Generative AI data management
Good data management is crucial to supporting the successful implementation of generative AI solutions. The types of data you’ll need to manage include:
- testing and operational data: all model inputs and outputs should be logged during development and testing. This information will be used to improve the performance of the system. It should be possible to audit this information in production, monitor and maintain performance and investigate anomalies
- financial data: the cost of running your generative AI solutions should be well known, and monitored closely. This will ensure you continue to operate cost-effectively for the given model and prompts. This relates to pure input and output token charges, and also to the hosting environment itself, hosting servers, data stores, vector databases.
Synthetic data
Data that is scarce or hard to obtain may be supported through the synthetic generation of data. Synthetic data is created to look like and mimic the statistical distribution of real data. For instance, if you were trying to build a fraud detection system but did not have many examples of real fraudulent activities, you could use synthetic data. This is also a technique widely used in medical data, where generative methods are used to standardise image data from multiple incompatible sources.
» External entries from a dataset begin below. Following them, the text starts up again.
PR #1526, opened 2024-01-05
Potential bug on q4k (also affects q5k most likely).

Narsil:
Matmul error is > 11% (should be much smaller).

Test only affects neon target (Hence passing tests here)


LaurentMazare:
There was indeed an overflow bug in the neon code that would only rarely trigger, I've merged #1544 that contains both a simple repro (testing the optimized and non-optimized versions of the vec-dot operation) as well as a fix.

Narsil:
Super nice, I'll discard this then

PR #1529, opened 2024-01-06
[Proposal] Simplifying our internal cargo dependencies.

Narsil:
-> Move all our packages inside the workspace dependencies, so all folders (except the packages not in the workspace) can just use `workspace = true`. That removes the version number from a lot of places, so there is a single number for the entire workspace in the root `Cargo.toml`.

Packages outside the workspace (flash, kernels, metal-kernels, onnx) still use path dependencies.


LaurentMazare (approved):

LaurentMazare:
Looks certainly simpler than using sed as I was doing for the updates but the versions are also not "pinned" anymore in the manifest compared to the old version. That said I'm not sure there was an upside to doing so so let's merge this and see how it goes :)

PR #1531, opened 2024-01-06
Moving to a proper build crate `bindgen_cuda`.

Narsil:
There are now multiple crates in the candle ecosystem like https://github.com/huggingface/candle-rotary which import the entire `build.rs`.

As always, there are caveats. Synthetic data will have well-known distributions built into it, and no more. If the original distributions are incorrect, or incomplete, then the model will inherit those deficiencies. Synthetic data is intended to extend your capacity and capabilities. You should pay the same care and attention to synthetic data generation as to the data pipeline and model selection.
We have more detail on this subject in our Synthetic Data Spotlight.
Final Thoughts
This document serves as an introductory overview or refresher to the fundamental concepts and considerations associated with generative AI. It is important to recognise that this field is vast and rapidly evolving. Staying informed about the latest developments is crucial, as new capabilities and challenges emerge regularly. Engaging with experts, participating in workshops, and reviewing additional resources can further enhance your knowledge.